7.2.0.18 Exercise 18
Plot the residuals against the fitted values from the second model to visually check for heteroskedasticity.
a$residuals <- m2$residuals # mistakes
a$fitted <- m2$fitted.values # predictions
plot(residuals ~ fitted,
data = a,
pch = 19,
col = "darkgray",
frame.plot = FALSE)
abline(h=0, lwd = 2)
The plot looks okay. I would not conclude that the model violates the constant errors assumption.
7.2.0.19 Exercise 19
Run the Breusch-Pagan Test to see whether the model suffers from heteroskedastic errors.
bptest(m2) # we cannot reject the null -> yay :)

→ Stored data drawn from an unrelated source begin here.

PR #902, opened 2022-10-27
[Docs] `prefer-tag-over-role`: rename docs file

JoshuaKGoldberg:
Fixes for https://github.com/jsx-eslint/eslint-plugin-jsx-a11y/pull/833#issuecomment-1292935945, that I'd neglected to update the `.md` file name when renaming the rule before merge.


ljharb (approved):
thanks, glad this one was an easy fix :-D

bmish (approved):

studentized Breusch-Pagan test
data: m2
BP = 2.3913, df = 3, p-value = 0.4953
The Bresch Pagan test confirms, the constant error assumption is not violated.
7.2.0.20 Exercise 18
Correct for heteroskedasticity (if needed) and present the results with corrected standard errors and p-values.
We do not need to do this because the constant error assumption is not violated.